Segment Start: Study material

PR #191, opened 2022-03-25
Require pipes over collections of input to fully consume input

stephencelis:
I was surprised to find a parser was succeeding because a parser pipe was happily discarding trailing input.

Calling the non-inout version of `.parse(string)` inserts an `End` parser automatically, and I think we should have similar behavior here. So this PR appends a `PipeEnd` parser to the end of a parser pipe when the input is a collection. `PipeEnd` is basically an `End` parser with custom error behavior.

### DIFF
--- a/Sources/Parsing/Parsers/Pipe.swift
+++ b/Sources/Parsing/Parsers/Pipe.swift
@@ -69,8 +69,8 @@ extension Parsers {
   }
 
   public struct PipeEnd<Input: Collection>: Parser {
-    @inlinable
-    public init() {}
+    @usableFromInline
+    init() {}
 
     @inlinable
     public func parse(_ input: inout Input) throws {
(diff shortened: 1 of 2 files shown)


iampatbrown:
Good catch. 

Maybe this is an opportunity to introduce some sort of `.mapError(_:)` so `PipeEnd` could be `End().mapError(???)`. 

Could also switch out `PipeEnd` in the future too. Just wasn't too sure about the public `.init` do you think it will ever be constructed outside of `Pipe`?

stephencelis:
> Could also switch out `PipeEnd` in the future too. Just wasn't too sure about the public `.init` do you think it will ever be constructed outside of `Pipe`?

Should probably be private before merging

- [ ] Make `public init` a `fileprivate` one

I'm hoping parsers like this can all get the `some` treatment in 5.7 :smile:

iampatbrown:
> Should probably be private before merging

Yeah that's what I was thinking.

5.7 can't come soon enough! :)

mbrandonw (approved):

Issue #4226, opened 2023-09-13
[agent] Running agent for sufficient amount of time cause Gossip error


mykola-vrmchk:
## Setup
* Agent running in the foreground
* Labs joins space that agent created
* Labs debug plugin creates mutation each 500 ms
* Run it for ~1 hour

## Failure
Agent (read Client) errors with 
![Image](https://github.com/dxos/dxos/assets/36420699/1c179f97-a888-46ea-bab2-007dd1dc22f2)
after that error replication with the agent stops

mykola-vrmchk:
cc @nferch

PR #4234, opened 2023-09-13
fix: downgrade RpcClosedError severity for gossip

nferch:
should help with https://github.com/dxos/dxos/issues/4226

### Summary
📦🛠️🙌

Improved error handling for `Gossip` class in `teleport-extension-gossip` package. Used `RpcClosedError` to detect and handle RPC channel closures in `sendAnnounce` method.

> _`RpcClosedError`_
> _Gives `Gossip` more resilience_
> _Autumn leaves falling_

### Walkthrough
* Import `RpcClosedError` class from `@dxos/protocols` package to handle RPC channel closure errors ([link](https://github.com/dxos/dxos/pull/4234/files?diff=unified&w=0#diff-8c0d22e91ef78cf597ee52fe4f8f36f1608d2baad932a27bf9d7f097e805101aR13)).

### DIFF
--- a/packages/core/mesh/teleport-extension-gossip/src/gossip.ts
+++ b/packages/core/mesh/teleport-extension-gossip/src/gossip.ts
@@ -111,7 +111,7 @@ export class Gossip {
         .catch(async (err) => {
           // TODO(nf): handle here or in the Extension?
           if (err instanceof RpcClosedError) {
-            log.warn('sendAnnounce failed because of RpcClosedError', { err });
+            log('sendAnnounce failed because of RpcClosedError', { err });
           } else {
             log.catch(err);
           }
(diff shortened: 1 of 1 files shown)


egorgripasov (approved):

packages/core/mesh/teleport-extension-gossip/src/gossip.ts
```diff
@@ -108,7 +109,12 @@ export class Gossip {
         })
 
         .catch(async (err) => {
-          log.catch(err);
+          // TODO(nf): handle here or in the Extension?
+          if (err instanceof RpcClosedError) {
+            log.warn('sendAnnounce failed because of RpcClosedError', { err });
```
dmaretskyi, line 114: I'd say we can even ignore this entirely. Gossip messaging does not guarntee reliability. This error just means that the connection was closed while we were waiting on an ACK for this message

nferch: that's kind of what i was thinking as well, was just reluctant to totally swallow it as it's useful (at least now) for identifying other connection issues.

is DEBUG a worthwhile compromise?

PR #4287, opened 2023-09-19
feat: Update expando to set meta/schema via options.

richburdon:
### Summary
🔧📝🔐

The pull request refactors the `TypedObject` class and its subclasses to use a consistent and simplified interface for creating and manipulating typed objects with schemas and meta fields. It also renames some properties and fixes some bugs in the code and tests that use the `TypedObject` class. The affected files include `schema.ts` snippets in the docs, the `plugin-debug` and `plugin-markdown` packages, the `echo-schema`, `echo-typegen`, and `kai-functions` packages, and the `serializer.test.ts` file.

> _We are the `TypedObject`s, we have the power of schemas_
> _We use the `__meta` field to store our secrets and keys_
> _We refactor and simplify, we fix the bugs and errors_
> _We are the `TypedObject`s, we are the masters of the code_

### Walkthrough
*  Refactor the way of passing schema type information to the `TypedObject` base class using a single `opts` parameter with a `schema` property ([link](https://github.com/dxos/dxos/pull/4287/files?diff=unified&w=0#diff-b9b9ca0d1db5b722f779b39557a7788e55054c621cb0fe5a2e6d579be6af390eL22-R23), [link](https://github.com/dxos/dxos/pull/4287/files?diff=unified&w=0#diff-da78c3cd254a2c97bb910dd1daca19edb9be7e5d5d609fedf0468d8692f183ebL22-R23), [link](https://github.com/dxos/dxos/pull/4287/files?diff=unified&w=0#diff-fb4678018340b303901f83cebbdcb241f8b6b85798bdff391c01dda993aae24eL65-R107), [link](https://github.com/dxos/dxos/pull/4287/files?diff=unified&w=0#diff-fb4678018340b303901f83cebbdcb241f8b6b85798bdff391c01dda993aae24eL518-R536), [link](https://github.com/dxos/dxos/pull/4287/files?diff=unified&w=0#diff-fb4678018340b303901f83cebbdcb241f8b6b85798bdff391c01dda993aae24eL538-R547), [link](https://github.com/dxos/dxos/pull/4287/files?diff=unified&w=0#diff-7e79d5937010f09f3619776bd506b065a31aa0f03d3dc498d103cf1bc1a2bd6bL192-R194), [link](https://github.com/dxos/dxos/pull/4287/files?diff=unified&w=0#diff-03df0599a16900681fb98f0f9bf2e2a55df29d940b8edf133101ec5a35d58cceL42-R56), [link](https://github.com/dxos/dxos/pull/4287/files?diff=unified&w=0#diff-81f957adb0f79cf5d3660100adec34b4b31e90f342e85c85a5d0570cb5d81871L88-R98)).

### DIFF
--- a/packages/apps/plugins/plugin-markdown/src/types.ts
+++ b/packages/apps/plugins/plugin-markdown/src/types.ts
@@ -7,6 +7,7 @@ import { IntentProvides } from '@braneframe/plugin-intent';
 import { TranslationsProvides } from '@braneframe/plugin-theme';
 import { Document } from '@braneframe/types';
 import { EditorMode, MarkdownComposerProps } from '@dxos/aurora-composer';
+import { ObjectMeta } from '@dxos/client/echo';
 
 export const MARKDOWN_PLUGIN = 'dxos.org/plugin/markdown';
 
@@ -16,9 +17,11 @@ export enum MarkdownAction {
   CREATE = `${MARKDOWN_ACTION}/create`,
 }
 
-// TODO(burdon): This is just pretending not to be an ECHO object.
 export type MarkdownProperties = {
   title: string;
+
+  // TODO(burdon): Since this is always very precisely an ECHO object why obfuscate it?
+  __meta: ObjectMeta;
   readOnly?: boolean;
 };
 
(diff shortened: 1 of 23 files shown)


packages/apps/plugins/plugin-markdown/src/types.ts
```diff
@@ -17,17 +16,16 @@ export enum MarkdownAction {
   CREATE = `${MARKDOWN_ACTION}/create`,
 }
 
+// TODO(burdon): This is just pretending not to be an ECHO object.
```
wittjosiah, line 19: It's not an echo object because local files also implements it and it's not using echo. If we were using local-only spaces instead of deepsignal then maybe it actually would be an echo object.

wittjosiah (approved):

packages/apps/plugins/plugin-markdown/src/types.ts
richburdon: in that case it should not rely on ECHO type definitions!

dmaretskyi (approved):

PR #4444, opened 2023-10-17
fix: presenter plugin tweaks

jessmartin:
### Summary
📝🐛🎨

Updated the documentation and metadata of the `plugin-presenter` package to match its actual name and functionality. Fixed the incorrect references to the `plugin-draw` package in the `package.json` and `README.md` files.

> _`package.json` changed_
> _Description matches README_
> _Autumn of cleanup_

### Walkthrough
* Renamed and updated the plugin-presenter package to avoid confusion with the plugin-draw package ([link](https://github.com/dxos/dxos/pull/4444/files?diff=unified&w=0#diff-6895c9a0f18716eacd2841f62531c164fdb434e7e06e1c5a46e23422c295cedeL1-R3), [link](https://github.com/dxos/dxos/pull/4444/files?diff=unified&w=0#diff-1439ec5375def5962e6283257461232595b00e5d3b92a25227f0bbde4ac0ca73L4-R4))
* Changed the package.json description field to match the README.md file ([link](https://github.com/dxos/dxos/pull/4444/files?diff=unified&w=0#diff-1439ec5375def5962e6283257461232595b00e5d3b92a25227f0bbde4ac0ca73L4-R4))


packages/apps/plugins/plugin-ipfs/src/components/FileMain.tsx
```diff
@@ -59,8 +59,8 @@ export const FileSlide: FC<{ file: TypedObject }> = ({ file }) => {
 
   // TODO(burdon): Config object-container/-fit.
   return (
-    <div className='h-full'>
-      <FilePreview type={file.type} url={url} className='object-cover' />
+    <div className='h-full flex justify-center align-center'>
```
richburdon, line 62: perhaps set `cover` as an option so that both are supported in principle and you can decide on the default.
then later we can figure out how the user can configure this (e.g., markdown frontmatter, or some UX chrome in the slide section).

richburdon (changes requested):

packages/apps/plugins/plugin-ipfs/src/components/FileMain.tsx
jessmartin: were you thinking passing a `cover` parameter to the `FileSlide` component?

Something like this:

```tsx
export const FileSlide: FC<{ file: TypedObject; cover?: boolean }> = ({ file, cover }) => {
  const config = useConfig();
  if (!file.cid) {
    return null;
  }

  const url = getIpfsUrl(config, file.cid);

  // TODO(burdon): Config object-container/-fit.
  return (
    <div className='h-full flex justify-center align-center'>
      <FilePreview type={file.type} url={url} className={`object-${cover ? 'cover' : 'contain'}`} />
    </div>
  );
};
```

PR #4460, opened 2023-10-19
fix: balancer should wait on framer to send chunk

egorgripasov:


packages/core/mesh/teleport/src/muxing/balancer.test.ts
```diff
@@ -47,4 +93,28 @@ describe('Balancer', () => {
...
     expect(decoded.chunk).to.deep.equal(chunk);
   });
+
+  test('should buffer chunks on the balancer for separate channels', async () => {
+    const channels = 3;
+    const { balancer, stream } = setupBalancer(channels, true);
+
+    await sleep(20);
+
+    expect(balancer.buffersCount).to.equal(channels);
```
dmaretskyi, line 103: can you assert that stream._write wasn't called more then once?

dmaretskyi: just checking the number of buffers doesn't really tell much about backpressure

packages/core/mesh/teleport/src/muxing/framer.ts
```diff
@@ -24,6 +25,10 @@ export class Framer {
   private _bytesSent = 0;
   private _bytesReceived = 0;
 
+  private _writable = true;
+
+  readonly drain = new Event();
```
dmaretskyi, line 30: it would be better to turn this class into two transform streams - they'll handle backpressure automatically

Segment End: Study material

▶ Work required
Scan the records above and tell how many lines include the word "sendAnnounce"; the number is all that should be written.

▶ Expected answer
4